▶ What this task involves: How many lines below hold the string "shortened"? Report that number alone.

- - - -

PR #858, opened 2022-11-26
adds an user-friendly error for an incorrect extension of the runscript

### LINKED ISSUE #856: UnboundLocalError: local variable 'user_config' referenced before assignment
**Describe the bug**
```
esm_runscripts runscript -e test -c
```
raises the error
```
UnboundLocalError: local variable 'user_config' referenced before assignment
```
But the same command works when the runscript is called `runscript.yaml` instead, i.e. the file ending is provided.

**Expected behavior**
Successfull `esm_runscripts`-call independent of the fiename of the runscript. 

```
version = esm_tools, version 6.17.1
branch  = release
hash    = 57ef6a69
src     = /home/a/a270073/esm/esm_tools (levante2.atos.local)
```

mandresm:
Closes #856 

Adds an user-friendly error for an incorrect extension of the runscript.

### DIFF
--- a/src/esm_parser/esm_parser.py
+++ b/src/esm_parser/esm_parser.py
@@ -237,6 +237,7 @@ def look_for_file(model, item, all_config=None):
 
 
 def initialize_from_yaml(filepath):
+    user_config = {}
     for file_ending in YAML_AUTO_EXTENSIONS:
         if filepath.endswith(file_ending) and not file_ending == "":
             user_config = yaml_file_to_dict(filepath)
@@ -247,6 +248,13 @@ def initialize_from_yaml(filepath):
             user_config["general"]["runscript_abspath"] = filepath
 
             user_config = complete_config(user_config)
+    if not user_config:
+        user_error(
+            "Incorrect extension",
+            f"The runscript provided (``{filepath}``) does not have a valid file "
+            "extension. The following are valid file extensions for runscripts: "
+            f"{YAML_AUTO_EXTENSIONS[1:]}"
+        )
     return user_config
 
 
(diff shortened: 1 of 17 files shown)


src/esm_parser/esm_parser.py
```diff
@@ -247,6 +248,13 @@ def initialize_from_yaml(filepath):
             user_config["general"]["runscript_abspath"] = filepath
 
             user_config = complete_config(user_config)
+    if not user_config:
+        user_error(
+            "Incorrect extension",
+            f"The runscript provided (``{filepath}``) does not have a valid file "
+            "extension. The following are valid file extensions for runscripts: "
+            f"{YAML_AUTO_EXTENSIONS[1:]}"
```
pgierz, line 256: Why the slice from 1 to the end and not just everything?

pgierz (commented):
One question. Otherwise great! Slow progress towards better errors 🥳

src/esm_parser/esm_parser.py
mandresm: because the first `YAML_AUTO_EXTENSION` is an empty string, and an empty string is not a valid extension. I did not know why `YAML_AUTO_EXTENSION` includes an empty string, but I did not want to dive into that right now. But maybe I should just remove the empty string from there and see what happens?

pgierz: Ah. I remember why it's empty: if the user gives a path that is a valid yaml, it doesn't need to append anything when trying to open the runscript. If not, it goes through yaml, yml, YAML, YML. 

Maybe not the best design choice...

pgierz (approved):

mandresm:
#bump

PR #859, opened 2022-11-28
fixes the default prev_date for the model if no time_step is specified

mandresm:
When a model had no `time_step` variable specified the `prev_date` of the model was set to the `current_date` as default, which is IMO a very bad default. The `prev_date` of general instead is always setup to be one day before the current date. Here, I propose to set the default value of `prev_date` for a model to be the same as `general` (one day before the current date). If the model contains a `time_step` variable, `prev_date` for the model is `current_date` - `time_step` as usual.


mandresm:
#bump

mandresm:
#approve-changes

PR #867, opened 2022-12-05
Feat/albedo wip

pgierz:
@mandresm, here is a cleaned up version of the albedo YAML. Maybe we can also briefly discuss the status so far, and if I need to install anything else via Spack.

### DIFF
--- a/configs/machines/albedo.yaml
+++ b/configs/machines/albedo.yaml
@@ -1,138 +1,149 @@
-# The albedo.awi.de YAML config file
+################################################################################
+# The albedo.awi.de yaml config file for esm-tools
+#
+# P. Gierz, Nov/Dec 2022
+# M. Andres-Martinez, Nov/Dec 2022
+################################################################################
 name: albedo
-# Could be usefully extraced from /etc/os-distro or something
+# Could be useful if this is extraced from /etc/os-distro:
 operating_system: "linux-rocky"
-# Should not be defined here:
-#jobtype: compute NOTE(PG): ...why?? The computer configuration should not need to know anything about the jobtype.
 sh_interpreter: "/usr/bin/bash"
-
-
 # Batch system and configuration:
 batch_system: "slurm"
-accounting: false
+accounting: true
 further_reading:
   - batch_system/slurm.yaml
 partitions:
-        compute:
-                name: mpp
-                cores_per_node: 36
-        pp:
-                name: smp
-                cores_per_node: 1
+  compute:
+    name: mpp
+    cores_per_node: 36
+  pp:
+    name: smp
+    cores_per_node: 1
 
-# (compute) node hardware information
+# compute node hardware information:
 logical_cpus_per_core: 2
 threads_per_core: 1
 
+# pool directory information:
 pool_directories:
-        pool: "/dev/null"
-        projects: "/dev/null"
-        focipool: "/dev/null"
-# PG: Why is this...? Can't we just reference a particular pool from the list each time?
+  pool: "/albedo/pool"
+  projects: "/albedo/work/projects"
+  focipool: "/dev/null"
 pool_dir: "${computer.pool_directories.pool}"
 
-hyper_flag: "" # No hyperthreading on albedo
+hyper_flag: "" # No hyperthreading on albedo is supported in esm-tools!
 choose_heterogeneous_parallelization:
-        True:
-                choose_taskset:
-                    False:
-                        add_export_vars:
-                            I_MPI_SLURM_EXT: 0
-                    "*":
-                        taskset_chs: ""
-                add_unset_vars:
-                        - "SLURM_DISTRIBUTION"
-                        - "SLURM_NTASKS"
-                        - "SLURM_NPROCS"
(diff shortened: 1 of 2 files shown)


configs/machines/albedo.yaml
```diff
@@ -1,138 +1,180 @@
...
 operating_system: "linux-rocky"
-# Should not be defined here:
-#jobtype: compute NOTE(PG): ...why?? The computer configuration should not need to know anything about the jobtype.
 sh_interpreter: "/usr/bin/bash"
-
-
 # Batch system and configuration:
 batch_system: "slurm"
-accounting: false
+accounting: true
```
mandresm, line 13: I did not know Albedo will have accounts for the computing time... good to know.

configs/machines/albedo.yaml
```diff
@@ -1,138 +1,180 @@
...
+            gcc:
+              HDF5ROOT: /albedo/soft/sw/spack-sw/hdf5/1.12.2-rgostku
+            intel-oneapi:
+              HDF5ROOT: /albedo/soft/sw/spack-sw/hdf5/1.12.2-fknnmx5
+        "intel-oneapi-mpi":
+          choose_compiler_suite:
+            gcc: 
+              HDF5ROOT: /albedo/soft/sw/spack-sw/hdf5/1.12.2-lnfmhhc
+            intel-oneapi:
+              HDF5ROOT: /albedo/soft/sw/spack-sw/hdf5/1.12.2-mt53hvh
```
mandresm: Are these choose blocks resolved?

mandresm (changes requested):
Didn't we agree on indentation to be 4 spaces? Other than that, good to go from my side :)

pgierz:
> Didn't we agree on indentation to be 4 spaces? Other than that, good to go from my side :)

Yeah, I have not correctly configured my vim yet on albedo :-(

configs/machines/albedo.yaml
pgierz: Well, I just made a compile script with that version, so it seems to work. I'd rather have those variables set when you load the modules.

configs/machines/albedo.yaml
pgierz: Just for reporting purposes; basically we want to have some way to reliably figure out how much compute time is being used by which group.

mandresm:
Are now gonna be using the gcc versions? I thought you said it was going to be the intel-oneapi compiler ones

mandresm:
Just checked, the `choose_` blocks inside the `export_vars` are not resolved. I think ESM-Tools only resolves choose blocks when they are at the base of a section (1st level of indentation). We should probably resolve the HDFROOT stuff outside into a variable. Do you want me to take care of that?

configs/machines/albedo.yaml
mandresm: so there you would just write your awi user right? not your project?

configs/machines/albedo.yaml
mandresm: they don't work, see comment below

pgierz: Sorry....monday morning. I was using an old compile script 🤦🏻‍♂️

pgierz:
> Just checked, the `choose_` blocks inside the `export_vars` are not resolved. I think ESM-Tools only resolves choose blocks when they are at the base of a section (1st level of indentation). We should probably resolve the HDFROOT stuff outside into a variable. Do you want me to take care of that?

yes please

configs/machines/albedo.yaml
```diff
@@ -123,58 +124,17 @@ export_vars:
...
 
-  # NetCDF environment Variables:
+  # HDF5 exported environment variables:
+  HDF5ROOT: "$(module show hdf5/${hdf5_version}-${mpi_implementation_suffix}-${compiler_suffix} | CMAKE_PREFIX_PATH | cut -d " " -f 2)"
+  HDF5_C_INCLUDE_DIRECTORIES: $HDF5ROOT/include
+  HDF5_ROOT: $HDF5ROOT
+
+  # NetCDF environment variables:
+  NETCDFFROOT: "$(module show netcdf-fortran/${netcdf_fortran_version}-${mpi_implementation_suffix}-${compiler_suffix} | CMAKE_PREFIX_PATH | cut -d " " -f 2)"
+  NETCDFROOT: "$(module show netcdf-c/${netcdf_c_version}-${mpi_implementation_suffix}-${compiler_suffix} | CMAKE_PREFIX_PATH | cut -d " " -f 2)"
```
pgierz: Still needs a `grep`?

mandresm: yep, commitng now

pgierz:
I also fixed the idiotic broken Python 3.6 test here. Seems we were using an ancient version of the setup Python action, plus Python 3.6 had end-of-support beginning of 2022.

pgierz:
You're kidding me. I forgot a second F?!

mandresm:
That doesn't fix our netcdf problems though :(

mandresm (approved):

mandresm:
I'm merging this one now, so that we can resume work from the `feat/albedo` branch

PR #349, opened 2023-09-17
Update syncthing to 1.24.0

TraceyC77:
## Summary

Bugfixes:

- #8965: v1.23.6 introduces untrusted sharing regression

Enhancements:

- #5175: Record more performance metrics
- #7456: Announce IPv6 ULA
- #7973: Restore versions file filter should be case insensitive
- #8767: Check interface for FlagRunning

Other issues:

- #9021: panic: bug: ClusterConfig called on closed or nonexistent connection
- #9034: Build with Go 1.21 out of the box

**Full release notes:**
- [1.24.0](https://github.com/syncthing/syncthing/releases/tag/v1.24.0)

## Test Plan:

- Exercised Syncthing-GTK
- Verified that a file shared between the VM and the host machine syncs correctly

## Checklist


algent-al (approved):
LGTM, thanks!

- - - -

▶ Output of the task: 2